Limbo is closed. The Pope says so. His holiness has nothing against sliding underneath a pole to that crazy Latin beat. Well, actually, he probably does. But the Limbo Pope Benedict (our first Pope named for a fancy egg dish) is referring to is the place reserved for the unbaptized dead, including good people who lived before the coming of Christ. Infants killed in tragic baptismal font mishaps before they manage to have the words spoken and drops of holy water dripped on their heads were not allowed to ascend. Little babies who had the misfortune of not being baptized can now enter the kingdom of heaven.

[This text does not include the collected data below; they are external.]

Issue #11, opened 2025-03-31
Build Automation - RFC


ssrowe:
## Overview
Implement automated build, packaging, and publishing capabilities for OIE to streamline development workflows and improve distribution.

### Priority 1: Core Build Automation
- Configure GitHub Actions to execute the current Ant-based build system
- Handle code signing
- Support seamless transition to a future build system (implementation details TBD)
- Create installable packages for all supported platforms (Windows, macOS, Linux)
- Implement automated verification testing as part of the build pipeline - not full application, unit or integration testing

### Priority 2: Artifact Publishing
- Publish library artifacts to GitHub Packages
  - Configure for future replication to additional repositories as needed
  - Include proper versioning and dependency management
  - Ensure appropriate documentation is generated and published

### Priority 3: Container Support
- Create and publish Docker images to GitHub Container Registry
  - Design for future replication to additional container registries as needed
  - Include multiple tags for version tracking (latest, specific versions)
  - Optimize container size and security

### Priority 3: Automated Testing & Releases (nice to have)
- Run automated tests as part of build process
- Automate the release process including Release, Release Notes

## Success Criteria
- Fully automated builds triggered by pull requests and daily builds
- Installable packages generated for each supported platform
- Libraries and Docker images published to GitHub and accessible by users
- Complete documentation for accessing and using published artifacts

## Supported Platforms
- Windows
  - 64-bit Installer (exe/msi)
  - 64-bit Zip
- Linux
  - Tar.gz
  - RPM
  - Installer (sh)
- macOS
  - Installer (dmg)
  - Tar.gz

Issue #3, opened 2025-03-29
Create tar/zip bundles


tonygermano:
Should include
- the compiled application
- the launcher from #2 
- ?

pacmano1:
This issue seems to be mixing topics.

There is create tar / zip bundles.  

There is "use the new server launcher script"

@tonygermano should this be open still?  Perhaps a new tissue for using the new launcher script.

PR #27, opened 2025-04-08
Add nightly builds

kpalang:
Add nightly builds of OIE

### DIFF
--- a/.github/workflows/build.yaml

The Church's International Theological Commission said limbo reflected an "unduly restrictive view of salvation." I would have to agree with that sentiment. You know who is not in heaven? Gandhi. Not because he wasn't baptized, but because he wasn't Catholic. Or Christian. Come to think of it, there's a whole load of people who would be hanging out in limbo. In "The Divine Comedy", Dante finds the place chock full of of virtuous pagans including Socrates and Plato. Come to think of it, maybe God just doesn't want anybody showing up at the Pearly Gates already dressed in flowing robes.
The good news is for the young set. "People find it increasingly difficult to accept that God is just and merciful if he excludes infants, who have no personal sins, from eternal happiness, whether they are Christian or non-Christian," says the ITC. Now if we can just swing a deal for Jimmy Cliff.